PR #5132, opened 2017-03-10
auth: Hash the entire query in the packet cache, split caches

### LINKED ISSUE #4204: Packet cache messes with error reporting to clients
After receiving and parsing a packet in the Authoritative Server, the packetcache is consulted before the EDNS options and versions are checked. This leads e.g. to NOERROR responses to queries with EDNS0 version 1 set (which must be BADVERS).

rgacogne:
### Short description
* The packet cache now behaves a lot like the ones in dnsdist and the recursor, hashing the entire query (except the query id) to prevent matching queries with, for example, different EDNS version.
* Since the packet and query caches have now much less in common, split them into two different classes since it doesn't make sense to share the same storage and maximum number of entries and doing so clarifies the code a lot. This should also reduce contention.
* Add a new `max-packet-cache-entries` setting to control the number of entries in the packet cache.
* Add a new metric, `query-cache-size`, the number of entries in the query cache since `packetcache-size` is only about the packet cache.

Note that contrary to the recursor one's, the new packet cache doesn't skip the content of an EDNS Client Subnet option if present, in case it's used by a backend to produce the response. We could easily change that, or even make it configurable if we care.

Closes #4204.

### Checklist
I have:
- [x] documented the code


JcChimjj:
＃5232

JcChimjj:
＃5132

...

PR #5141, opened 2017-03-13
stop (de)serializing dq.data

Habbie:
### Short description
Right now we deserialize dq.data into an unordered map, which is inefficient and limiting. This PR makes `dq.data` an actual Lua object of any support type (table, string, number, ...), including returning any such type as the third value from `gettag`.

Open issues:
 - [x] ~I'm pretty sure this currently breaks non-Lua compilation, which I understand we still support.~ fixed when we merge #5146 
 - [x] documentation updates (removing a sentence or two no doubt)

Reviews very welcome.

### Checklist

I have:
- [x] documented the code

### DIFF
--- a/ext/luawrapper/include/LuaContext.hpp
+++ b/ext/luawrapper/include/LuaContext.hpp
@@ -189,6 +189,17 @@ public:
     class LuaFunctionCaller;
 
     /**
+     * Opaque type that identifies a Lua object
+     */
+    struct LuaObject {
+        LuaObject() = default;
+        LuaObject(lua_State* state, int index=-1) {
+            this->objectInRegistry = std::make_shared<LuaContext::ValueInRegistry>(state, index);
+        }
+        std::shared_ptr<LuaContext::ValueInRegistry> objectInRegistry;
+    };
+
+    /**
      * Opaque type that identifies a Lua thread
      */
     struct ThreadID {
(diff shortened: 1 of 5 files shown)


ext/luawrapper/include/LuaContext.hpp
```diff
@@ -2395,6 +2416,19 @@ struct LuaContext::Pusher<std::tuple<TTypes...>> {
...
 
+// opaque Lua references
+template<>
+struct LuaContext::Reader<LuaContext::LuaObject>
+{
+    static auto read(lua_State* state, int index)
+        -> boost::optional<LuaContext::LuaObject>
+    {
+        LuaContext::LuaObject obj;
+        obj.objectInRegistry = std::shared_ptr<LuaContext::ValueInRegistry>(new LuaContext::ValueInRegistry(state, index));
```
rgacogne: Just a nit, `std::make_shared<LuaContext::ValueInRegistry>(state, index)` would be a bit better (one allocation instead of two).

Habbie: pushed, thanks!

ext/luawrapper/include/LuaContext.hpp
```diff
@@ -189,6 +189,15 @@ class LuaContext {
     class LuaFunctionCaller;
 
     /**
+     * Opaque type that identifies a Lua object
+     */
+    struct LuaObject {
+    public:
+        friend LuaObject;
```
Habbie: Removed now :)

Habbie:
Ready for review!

---

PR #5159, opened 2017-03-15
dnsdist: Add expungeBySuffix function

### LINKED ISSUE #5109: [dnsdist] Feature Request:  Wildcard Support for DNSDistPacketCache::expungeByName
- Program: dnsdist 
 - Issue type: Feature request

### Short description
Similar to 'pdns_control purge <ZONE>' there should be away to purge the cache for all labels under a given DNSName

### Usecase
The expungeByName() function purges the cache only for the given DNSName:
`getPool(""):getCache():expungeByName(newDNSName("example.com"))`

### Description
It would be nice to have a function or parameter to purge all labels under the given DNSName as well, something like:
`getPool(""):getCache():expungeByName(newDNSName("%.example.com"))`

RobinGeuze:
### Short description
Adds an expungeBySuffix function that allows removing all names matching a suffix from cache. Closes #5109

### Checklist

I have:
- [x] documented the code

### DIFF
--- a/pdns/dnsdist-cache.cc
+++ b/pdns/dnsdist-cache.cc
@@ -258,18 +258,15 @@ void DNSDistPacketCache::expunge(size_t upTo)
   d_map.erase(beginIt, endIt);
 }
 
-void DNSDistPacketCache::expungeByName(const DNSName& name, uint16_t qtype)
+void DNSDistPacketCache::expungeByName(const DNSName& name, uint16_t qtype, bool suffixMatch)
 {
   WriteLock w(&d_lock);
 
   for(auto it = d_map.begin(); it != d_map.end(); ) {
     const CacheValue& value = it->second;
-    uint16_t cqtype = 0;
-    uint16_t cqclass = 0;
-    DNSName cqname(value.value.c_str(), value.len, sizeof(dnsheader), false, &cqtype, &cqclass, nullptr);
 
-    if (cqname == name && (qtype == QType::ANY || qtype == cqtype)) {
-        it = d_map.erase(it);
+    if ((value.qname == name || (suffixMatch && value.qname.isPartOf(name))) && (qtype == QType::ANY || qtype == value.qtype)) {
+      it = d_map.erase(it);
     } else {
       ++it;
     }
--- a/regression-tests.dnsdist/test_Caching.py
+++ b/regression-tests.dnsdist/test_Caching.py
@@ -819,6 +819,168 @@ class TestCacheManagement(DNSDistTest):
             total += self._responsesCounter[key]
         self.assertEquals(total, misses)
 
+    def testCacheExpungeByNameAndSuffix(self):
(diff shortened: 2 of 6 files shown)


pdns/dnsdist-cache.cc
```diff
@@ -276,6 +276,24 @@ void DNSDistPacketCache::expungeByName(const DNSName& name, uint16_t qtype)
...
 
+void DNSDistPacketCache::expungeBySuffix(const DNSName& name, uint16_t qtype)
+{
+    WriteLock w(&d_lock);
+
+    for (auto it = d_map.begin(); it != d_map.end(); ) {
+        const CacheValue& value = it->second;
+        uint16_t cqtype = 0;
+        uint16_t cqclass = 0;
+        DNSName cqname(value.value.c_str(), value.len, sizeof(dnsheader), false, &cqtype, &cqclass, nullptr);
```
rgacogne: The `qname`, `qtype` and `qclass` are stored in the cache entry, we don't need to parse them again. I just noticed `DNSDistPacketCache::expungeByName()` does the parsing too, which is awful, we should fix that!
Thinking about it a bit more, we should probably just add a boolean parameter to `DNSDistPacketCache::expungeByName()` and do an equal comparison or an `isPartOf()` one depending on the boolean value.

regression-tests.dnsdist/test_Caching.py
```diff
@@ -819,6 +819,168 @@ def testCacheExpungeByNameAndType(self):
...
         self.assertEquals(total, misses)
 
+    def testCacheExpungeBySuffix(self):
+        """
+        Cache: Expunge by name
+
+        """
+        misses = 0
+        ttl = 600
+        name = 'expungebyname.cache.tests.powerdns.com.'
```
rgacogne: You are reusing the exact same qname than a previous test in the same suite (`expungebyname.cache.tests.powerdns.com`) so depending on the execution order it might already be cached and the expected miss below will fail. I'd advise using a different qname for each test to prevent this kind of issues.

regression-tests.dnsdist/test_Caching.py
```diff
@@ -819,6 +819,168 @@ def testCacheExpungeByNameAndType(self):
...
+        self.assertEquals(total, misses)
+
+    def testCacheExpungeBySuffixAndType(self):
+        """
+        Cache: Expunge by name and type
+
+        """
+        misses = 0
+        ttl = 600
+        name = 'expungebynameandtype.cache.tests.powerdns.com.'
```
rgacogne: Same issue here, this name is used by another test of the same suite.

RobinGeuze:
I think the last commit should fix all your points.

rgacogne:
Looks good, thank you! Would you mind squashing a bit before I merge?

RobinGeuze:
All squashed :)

TASK -> All lines above in which the word "removing" occurs should be identified and copied.

SOLUTION TO THE EXERCISE ->
 - [x] documentation updates (removing a sentence or two no doubt)
Adds an expungeBySuffix function that allows removing all names matching a suffix from cache. Closes #5109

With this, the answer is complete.